El protagonista de La mula (2018) está delinquiendo, pero
no deja de ser un individuo que evade la línea de la decencia. Se podría decir
que Earl Stone no se encuentra en su lugar. El mundo del narcotráfico no es
terreno para un octogenario que en su vida no ha faltado a una señal de luz
roja, sin embargo, las circunstancias y su mismo pudor ante su fracaso personal
lo han arrastrado a esa alternativa. Clint Eastwood dirige y protagoniza a un sujeto
de moral ambigua, dueño de una personalidad añeja que podría ser caldo de
prejuicios (tal vez un racista u homofóbico involuntario), pero que su
comportamiento no abandona el perfil de un ciudadano ejemplar, hombre que
proyecta valores que se anteponen a su idea y nacen de manera espontánea. Es el
producto de una vida que siempre ha caminado por la vía correcta, públicamente
hablando. Otra historia es su vida no pública, una opuesta y nada ejemplar, de
la que se avergüenza y decide hacer una enmienda.

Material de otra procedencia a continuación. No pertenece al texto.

PR #285, opened 2020-06-05
pg_autoctl show file ... --content --json

DimCitus:
And by default pg_autoctl show file now outputs a human-readable tabular format.

### DIFF
--- a/src/bin/pg_autoctl/cli_show.c
+++ b/src/bin/pg_autoctl/cli_show.c
@@ -57,6 +57,8 @@ static void print_all_uri(SSLOptions *ssl,
 						  Monitor *monitor,
 						  FILE *stream);
 
+static void fprint_pidfile_as_json(const char *pidfile);
+
 CommandLine show_uri_command =
 	make_command("uri",
 				 "Show the postgres uri to use to connect to pg_auto_failover nodes",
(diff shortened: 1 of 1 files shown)


src/bin/pg_autoctl/cli_show.c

La mula, como casi todas las películas recientes de Eastwood, convierte a su
protagonista en el centro de la historia. Son sus decisiones las que amasan el
drama y el conflicto, en tanto es su personalidad la que va generando afección
hacia el personaje. Más allá de su condición vulnerable, anciano y en
bancarrota, la empatía llega de su carácter público, sujeto amable y de
antecedentes intachables, la imagen que este personaje se creó en su deseo de
ser el centro de atención. Earl es un modelo de la fantasía “americana”. Eastwood, en tanto, decide poner al
descubierto el lado íntimo de esa fantasía. Earl no ha sido el esposo y el
padre modelo. Se podría decir que el sacrificio de lo íntimo en gran parte ha
sido medular para su éxito público. Earl, así como la mayoría de las políticas
estadounidenses, es pura portada. La diferencia es que el protagonista está
dispuesto a hacer su acto de enmienda. Antes de convertirse también en un
abuelo ausente, decide hacer algo al respecto. Es decir, su acto de redención,
el conflicto de la trama, es también el fin de su derrotero como paradigma
social.
Earl se convertirá en
un enemigo público, pero lo curioso es que su imagen o fama pública, el que
responde a la fantasía americana, se convierte en su escudo, una credencial que
lo mantiene en resguardo. Dicho de otra manera, hay razones para no condenar a
Earl. Su imagen pública no es un peligro para la sociedad, a diferencia de
cualquier otro individuo que, por ejemplo, tenga rasgos latinos. La mula es una película que delata los
prejuicios sociales dentro de una nación de doble moral, sospechando del otro y apostando por lo propio. Earl
podrá estar haciendo un acto de resarcimiento, auxiliando a su familia o a
veteranos de guerra, sin embargo, no deja de ser un narcotraficante. Claro que
Eastwood no deja de acariciar el sentimentalismo como defensa que bien podría
aligerar el acto delictivo. Son las escenas en que Earl no pierde la
oportunidad en extender consejos que él mismo no sigue. Existe un ánimo
optimista en donde el más “ilegal” podría reformarse si es guiado. La mula es lo menos trágico que ha
realizado Clint Eastwood, por su misma historia (sobre un protagonista
rehabilitado), su grado de humor y la ausencia de Tom Stern en la fotografía
que elimina la dureza de los contrastes.